SHIPROCK Under the guise of acculturation or adaptation to another culture the Navajo people were told the worst about their language in school.

“We weren’t allowed to speak Navajo. They never had a class for Navajo language. We got in trouble for talking Navajo in school so we had to talk English,” said Leonard McKenzie, a resident of northwest New Mexico.

“Any student speaking Navajo, they got punished. They put soap in their mouth for hours and hours because they were talking Navajo,” he said.

McKenzie became a proficient English speaker at the Navajo United Methodist Mission School in Farmington. But when summer arrived, he couldn’t get a job at the chapter government house. His Navajo language skills had declined in a society gifted in the oral tradition.

Kino Benally, his grandson, is a testament to change.

English is Benally’s first language. Yet as a first-grader he is learning to count, name animals and say the Pledge of Allegiance in his Navajo tongue at Nataani Nez Elementary School in Shiprock. Before he walks off stage with a high school diploma, he will have been given opportunities to absorb Navajo language, history and culture in a public-school setting.

Maybe when he’s older he will understand the struggle it has taken to integrate at least 50 minutes of Navajo studies in the classrooms every day.

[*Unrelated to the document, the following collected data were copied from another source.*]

PR #412, opened 2025-08-29
Cache charmaps

taj-p:
Caches charmap construction.

We should see even greater gains when https://github.com/googlefonts/fontations/pull/1647 is pulled in. I saw this function show up unnecessarily in profiles (we recompute it in our cache currently), so I'm hopeful to see more gains with its incorporation.

## Results

image

### Blitz

Before

18ms pconstruct

image

After

7ms pconstruct

image

### DIFF
--- a/parley/src/shape/cache.rs
+++ b/parley/src/shape/cache.rs
@@ -1,7 +1,7 @@
 // Copyright 2025 the Parley Authors
 // SPDX-License-Identifier: Apache-2.0 OR MIT
 
-use crate::FontVariation;
+use crate::{FontVariation, lru_cache::LruCache};
 use alloc::boxed::Box;
 use hashbrown::Equivalent;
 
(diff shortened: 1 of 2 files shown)


nicoburns:
@taj-p Could you share what you were measuring with those "pconstruct" numbers (url and whether construction was done single-threaded or multi-threaded)? I am able to measure a decent boost from this PR, but nothing quite that dramatic as a percentage.

For `just open https://en.wikipedia.org/wiki/Internet` in single-threaded mode, I'm seeing "pconstruct" times of ~43ms vs  with ~47ms `main` and ~53ms with 29bcffe572cc726f976c76a2a607c69a123164bc (pre the caching PR). 43ms is notably around what I was seeing for the swash shaper (using parley before the upgrade).

With multi-threading it seems to be closer to a 1ms difference (hard to tell due to lack of measurement precision), which seems about what should be expected given I have a 10-core machine.

https://github.com/googlefonts/fontations/pull/1647 unfortunately doesn't seem to make much difference for me.

Patched in with:
```toml
[patch.crates-io]
skrifa = { git = "https://github.com/googlefonts/fontations", rev = "07df8391a0b33f2402cf8ab78f5bf01c90c3a647" }
```

nicoburns (approved):

taj-p:
Oops @nicoburns - I got confused. There are multiple `pconstructs` and it looks like I didn't realise they aren't all the same 😅 

image

taj-p:
Could it be the 8ms one is cached?

nicoburns:
Hmmm, I was seeing this PR make things faster, even after the HarfRust 0.2 bump. But now I'm seeing it's making things slower. Someone else should measure, and I'll try again in the morning.

parley/src/shape/cache.rs
```diff
@@ -176,3 +176,27 @@ impl<'a> From<ShapePlanKey<'a>> for ShapePlanId {
         }
     }
 }
+
+/// Cache for charmap mapping indices.
+pub(crate) struct CharmapCache {
+    cache: LruCache<u64, skrifa::charmap::MappingIndex>,
```
dfrg, line 182: The key here should include the font index as well. Fonts in ttc files often share the same cmap table but not always so this could potentially lead to incorrect font selection.

dfrg:
I created #413 as a possible alternative to this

Rena A. Henry began the Central Schools bilingual program in 1984 with one Navajo-endorsed teacher. She was an elementary school principal in Naschitti then. Now she’s the district’s director of bilingual multicultural education.

Henry and a team of 31 teachers are using a state-funded bilingual program to rebuild what the federal government sought to suppress. Their mission: to give 3,835 students a sure footing in both worlds.

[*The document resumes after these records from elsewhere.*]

PR #413, opened 2025-08-30
Cache charmap metadata in fontique

dfrg:
And use this in parley for font selection. This is an alternative to #412.

@nicoburns care to check the performance of this one?

### DIFF
--- a/fontique/src/charmap.rs
+++ b/fontique/src/charmap.rs
@@ -1,6 +1,11 @@
 // Copyright 2024 the Parley Authors
 // SPDX-License-Identifier: Apache-2.0 OR MIT
 
+//! Mapping codepoints to nominal glyph identifiers.
+
+// TODO(dfrg): move this code to read-fonts so it can be shared among other
+// crates.
+
 use read_fonts::{
     FontData, FontRead, FontRef, TableProvider, TopLevelTable,
     tables::cmap::{Cmap, CmapSubtable},
@@ -56,8 +61,11 @@ pub struct Charmap<'a> {
 impl Charmap<'_> {
     /// Returns the glyph identifier for the given codepoint.
     pub fn map(&self, codepoint: impl Into<u32>) -> Option<u32> {
+        const ASCII_MAX: u32 = 0x7F;
         let mut c = codepoint.into();
-        if self.is_mac_roman && c > 0x7F {
+        // The Mac Roman encoding requires special processing for codepoints
+        // above the ASCII range.
+        if self.is_mac_roman && c > ASCII_MAX {
             c = unicode_to_mac_roman(c);
         }
         let result = match &self.subtable {
@@ -65,14 +73,10 @@ impl Charmap<'_> {
             CmapSubtable::Format6(table) => table.map_codepoint(c),
             CmapSubtable::Format10(table) => {
                 if let Some(index) = c.checked_sub(table.start_char_code()) {
-                    if index < table.num_chars() {
-                        table
-                            .glyph_id_array()
-                            .get(index as usize)
-                            .map(|gid| GlyphId::from(gid.get()))
-                    } else {
-                        None
-                    }
+                    table
+                        .glyph_id_array()
+                        .get(index as usize)
+                        .map(|gid| GlyphId::from(gid.get()))
                 } else {
                     None
                 }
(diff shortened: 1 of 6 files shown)


dfrg:
Running the benchmarks seems to show a surprising improvement:

Screenshot 2025-08-30 at 9 45 09 AM

nicoburns:
@dfrg This is dramatically faster. There's some variance, but for single-threaded `just open https://en.wikipedia.org/wiki/Internet` I'm seeing numbers around 30ms compared to 53ms for initial HarfRust version 45ms on `main`, and IIRC 43ms for the swash verion of Parley.

dfrg:
Thanks Nico. That seems to match the roughly 30% improvement shown in the benchmarks.

fontique/src/charmap.rs
```diff
@@ -0,0 +1,123 @@
...
+    subtable: CmapSubtable<'a>,
+    is_symbol: bool,
+    is_mac_roman: bool,
+}
+
+impl Charmap<'_> {
+    /// Returns the glyph identifier for the given codepoint.
+    pub fn map(&self, codepoint: impl Into<u32>) -> Option<u32> {
+        let mut c = codepoint.into();
+        if self.is_mac_roman && c > 0x7F {
```
nicoburns: Nit: It would be nice to avoid the magic `0x7F` constant. That didn't mean anything to me. Perhaps an `is_ascii` function? Or just a comment?

parley/src/shape/mod.rs
```diff
@@ -516,21 +516,19 @@ impl<'a, 'b, B: Brush> FontSelector<'a, 'b, B> {
...
-            let charmap = font_ref.charmap();
             let map_status = cluster.map(|ch| {
                 charmap
                     .map(ch)
                     .map(|g| {
-                        g.to_u32()
-                            .try_into()
-                            .expect("Swash requires u16 glyph, so we hope that the glyph fits")
+                        // HACK: in reality, we're only using swash to compute
+                        // coverage so the actual gid doesn't matter
```
nicoburns: This could probably do with some explanation that `0` is used to indicate that the glyph doesn't exist. But I assume we'll be replacing this code soon anyway, so I'm not going to worry too much.

I have satisfied myself that the swash function called does indeed only care whether the id is zero or non-zero

nicoburns (approved):

fontique/src/charmap.rs
```diff
@@ -0,0 +1,123 @@
...
+            c = unicode_to_mac_roman(c);
+        }
+        let result = match &self.subtable {
+            CmapSubtable::Format0(table) => table.map_codepoint(c),
+            CmapSubtable::Format6(table) => table.map_codepoint(c),
+            CmapSubtable::Format10(table) => {
+                if let Some(index) = c.checked_sub(table.start_char_code()) {
+                    if index < table.num_chars() {
```
taj-p: For my understanding, is this an intentional fast path? As in, it's cheaper to manual blinds check on `.num_chars()` than it is to rely on the bounds check on `.get` access to  `.glyph_id_array()`?

taj-p (approved):
This is far better than #412. Thank you @dfrg 🙏 .

fontique/src/charmap.rs
dfrg: Ah, good catch. This code is copied from harfrust and is something I’d like to move into read-fonts eventually. The extra check here is vestigial from a time when our cmap10 codegen was incorrect (and for some reason, it’s also missing a map_codepoint method).

I’ll fix this before merging and add a todo to get this whole chunk of code into read-fonts so it can be shared by skrifa, harfrust, fontique and others.

fontique/src/charmap.rs
dfrg: Good call. I’ll make this more clear.

parley/src/shape/mod.rs
dfrg: Yeah, hopefully this code should be gone soon and that should give us an additional performance boost. I’ll add a comment noting that we only care about zero and non-zero for the purposes of this value.

nicoburns:
@dfrg Why does this `Charmap` support different `cmap` subtables formats (0, 4, 6, 10, 12, 13) to `skrifa::charmap::Charmap` (only 4 and 12)?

Henry is the first public-school educator and the first American Indian to receive the Bilingual Administrator of the Year award from the New Mexico Association for Bilingual Education.

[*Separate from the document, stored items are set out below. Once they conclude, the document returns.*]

PR #414, opened 2025-09-09
Remove kurbo and peniko dependencies

nicoburns:
We should probably wait until we've backported `linebender_resource_handle` to `peniko` 0.4 to land this. Then the font/blob conversion code can disappear.

We may want to name `parley::Rect` something more specific like `parley::SelectionArea`

Depends on:
- https://github.com/linebender/parley/pull/415

### DIFF
--- a/fontique/Cargo.toml
+++ b/fontique/Cargo.toml
@@ -17,7 +17,7 @@ workspace = true
 
 [features]
 default = ["system"]
-std = ["read-fonts/std", "linebender_resource_handle/std", "dep:memmap2"]
+std = ["read-fonts/std", "dep:memmap2"]
 libm = ["read-fonts/libm", "dep:core_maths"]
 icu_properties = ["dep:icu_properties"]
 unicode_script = ["dep:unicode-script"]
--- a/fontique/Cargo.toml
+++ b/fontique/Cargo.toml
@@ -17,8 +17,8 @@ workspace = true
 
 [features]
 default = ["system"]
-std = ["read-fonts/std", "peniko/std", "dep:memmap2"]
-libm = ["read-fonts/libm", "peniko/libm", "dep:core_maths"]
+std = ["read-fonts/std", "linebender_resource_handle/std", "dep:memmap2"]
+libm = ["read-fonts/libm", "dep:core_maths"]
 icu_properties = ["dep:icu_properties"]
 unicode_script = ["dep:unicode-script"]
 # Enables support for system font backends
@@ -37,7 +37,7 @@ system = [
 [dependencies]
 bytemuck = { workspace = true }
 read-fonts = { workspace = true }
-peniko = { workspace = true }
+linebender_resource_handle = { workspace = true }
 smallvec = "1.15.0"
 memmap2 = { version = "0.9.5", optional = true }
 unicode-script = { version = "0.5.7", optional = true }
--- a/parley/Cargo.toml
+++ b/parley/Cargo.toml
@@ -18,13 +18,7 @@ workspace = true
 
 [features]
 default = ["system"]
-std = [
-    "fontique/std",
-    "harfrust/std",
-    "peniko/std",
-    "skrifa/std",
-    "swash/std",
-]
+std = ["fontique/std", "harfrust/std", "peniko/std", "skrifa/std", "swash/std"]
 libm = ["fontique/libm", "peniko/libm", "skrifa/libm", "swash/libm", "dep:core_maths"]
 # Enables support for system font backends
 system = ["std", "fontique/system"]
--- a/parley/Cargo.toml
+++ b/parley/Cargo.toml
@@ -21,7 +21,6 @@ default = ["system"]
 std = [
     "fontique/std",
     "harfrust/std",
-    "linebender_resource_handle/std",
     "peniko/std",
     "skrifa/std",
     "swash/std",
--- a/parley/Cargo.toml
+++ b/parley/Cargo.toml
@@ -18,7 +18,14 @@ workspace = true
 
 [features]
 default = ["system"]
-std = ["fontique/std", "harfrust/std", "peniko/std", "skrifa/std", "swash/std"]
+std = [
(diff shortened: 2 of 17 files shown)


parley/Cargo.toml
```diff
@@ -36,4 +43,5 @@ harfrust = { workspace = true }
 
 [dev-dependencies]
 parley_dev = { workspace = true }
+peniko = { workspace = true }
```
T-256, line 39: it's only there for `peniko::kurbo::Size` in  `tests::utils::renderer::RenderingConfig`. Couldn't just create new `Size` in there? Just like what's done with `Rect`.

DJMcNab: These tests do have a full renderer in them, so FWIW I think keeping the Peniko dependency is reasonable. When/if we move these to Vello CPU, it's plausible that we would directly have a dependency through to Peniko.

parley/src/util.rs
```diff
@@ -14,3 +14,53 @@ pub(crate) fn nearly_eq(x: f32, y: f32) -> bool {
 pub(crate) fn nearly_zero(x: f32) -> bool {
     nearly_eq(x, 0.)
 }
+
+/// A rectangle.
+#[derive(Clone, Copy, Default, PartialEq)]
+pub struct Rect {
+    /// The minimum x coordinate (left edge).
+    pub x0: f64,
+    /// The minimum y coordinate (top edge in y-down spaces).
```
DJMcNab: Does Parley not already assume a y-down space? That is,

```suggestion
    /// The minimum y coordinate (top edge in Parley's y-down space).
```

parley/src/util.rs
```diff
@@ -14,3 +14,53 @@ pub(crate) fn nearly_eq(x: f32, y: f32) -> bool {
 pub(crate) fn nearly_zero(x: f32) -> bool {
     nearly_eq(x, 0.)
 }
+
+/// A rectangle.
+#[derive(Clone, Copy, Default, PartialEq)]
+pub struct Rect {
```
DJMcNab: What do you think about making this `non_exhaustive` (and removing `pub fn new`/`Default`), to gently discourage more general use. Obviously if people can get a single `Rect`, since it's `Copy`, they can easily make new ones, but it should be sufficient roadblocks to prevent people doing that.

I'd also consider renaming to something like `OutputRect` or similar. In particular, I *never* want Rust Analyzer to suggest this type when I am looking to import `Rect`.
Basically strongly saying to applications that they should standardise on a rectangle type, and it shouldn't be this one.

That would make this PR much easier for me to approve, as it makes this API much clearer.
But I'd also suggest that we can talk about this in office hours.

DJMcNab (commented):
This is a good way to achieve the goal, and I agree with the goal. I've got some thoughts about making sure that we make clear to our users and tooling what the purpose of this new type is.

parley/src/util.rs
nicoburns: I guess so. I don't really care if anybody uses it, but I do agree that it would be good to remove it from autocomplete for `Rect`. How about a rename to `BoundingBox` (with an eye on using [BoundingBox](https://docs.rs/font-types/latest/font_types/struct.BoundingBox.html) from the `font-types` crate once `font-types` hits 1.0.

Or we could even be really specific with `CursorArea`.

DJMcNab: The rename is the more important of the two, I agree; `BoundingBox` is a pretty good name here.

nicoburns:
This turns out to have a nice compile time benefit for `fontique` (which people may well wish to use without using other parts of the linebender ecosystem - e.g. https://xi.zulipchat.com/#narrow/channel/296640-font-tech/topic/Refactoring.20fontique.20backend.20into.20separate.20crate).

`peniko` itself is quite lightweight, but it depends on `color` and `kurbo` which are both small-but-not-nothing.

parley/src/util.rs
nicoburns: I have made these comments specific to Parley's coordinate space seeing as this type is not intended to be used elsewhere.

parley/src/util.rs
nicoburns: Renamed to `BoundingBox`

fontique/Cargo.toml
```diff
@@ -17,8 +17,8 @@ workspace = true
 
 [features]
 default = ["system"]
-std = ["read-fonts/std", "peniko/std", "dep:memmap2"]
-libm = ["read-fonts/libm", "peniko/libm", "dep:core_maths"]
+std = ["read-fonts/std", "linebender_resource_handle/std", "dep:memmap2"]
```
DJMcNab:
```suggestion
std = ["read-fonts/std", "dep:memmap2"]
```

As the `std` feature on Linebender Resource Handle doesn't actually do anything at the moment.

parley/src/util.rs
```diff
@@ -14,3 +14,53 @@ pub(crate) fn nearly_eq(x: f32, y: f32) -> bool {
...
+#[derive(Clone, Copy, Default, PartialEq)]
+pub struct BoundingBox {
+    /// The left edge
+    pub x0: f64,
+    /// The top edge
+    pub y0: f64,
+    /// The right edge
+    pub x1: f64,
+    /// The bottom edge
+    pub y1: f64,
```
DJMcNab:
```suggestion
    /// The left edge.
    pub x0: f64,
    /// The top edge.
    pub y0: f64,
    /// The right edge.
    pub x1: f64,
    /// The bottom edge.
    pub y1: f64,
```

parley/Cargo.toml
```diff
@@ -18,7 +18,14 @@ workspace = true
 
 [features]
 default = ["system"]
-std = ["fontique/std", "harfrust/std", "peniko/std", "skrifa/std", "swash/std"]
+std = [
+    "fontique/std",
+    "harfrust/std",
+    "linebender_resource_handle/std",
```
DJMcNab:
```suggestion
```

Henry has devoted 27 years to Central Schools. “I felt like I had a commitment to my community and to the students in this district. I couldn’t think of going somewhere else,” she said. “For me, it’s a passion. I knew I was working on something important. As long as I’ve got that law in my hand, I feel I can continue this quest in the district.”

Henry set out to control the quality of instruction in the classrooms through an aggressive teacher training program. Navajo teachers must pass a Navajo proficiency test that covers four vowels, 32 consonants, and tricky tonal variations.

Until the early 1900s, there was no written language even now few read and write the language. But teachers must read, write and speak Navajo. Navajo-speaking teachers must earn 24 credit hours in a rigorous program at Dine College to obtain a state-recognized endorsement.

The district bilingual program has grown from one Navajo-endorsed teacher in 1984 to 26 Navajo-endorsed, one Spanish-endorsed and five English-as-a-second-language certified teachers today.

Fort Lewis College of Durango, Colo., delivers ESL courses on-site in Shiprock. By June, the district hopes to have 19 more ESL-endorsed teachers.

Henry also worked with teachers and parents to write the only Navajo language and culture curriculum in New Mexico. In July, the school board approved the “Essential Learnings for Dine Language,” a document that aligns the curriculum to state standards and benchmarks for modern, classical and Native languages.